### Exercise brief
Please find every line of the listing below where "Topology" occurs and copy it.

### Given data
PR #2702, opened 2024-10-18
Create additional NEGs based on subnets in Node Topology CR.

sawsa307:
* Query Node Topology CR for the current set of NEGs in the cluster.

### Exercise result
Create additional NEGs based on subnets in Node Topology CR.
* Query Node Topology CR for the current set of NEGs in the cluster.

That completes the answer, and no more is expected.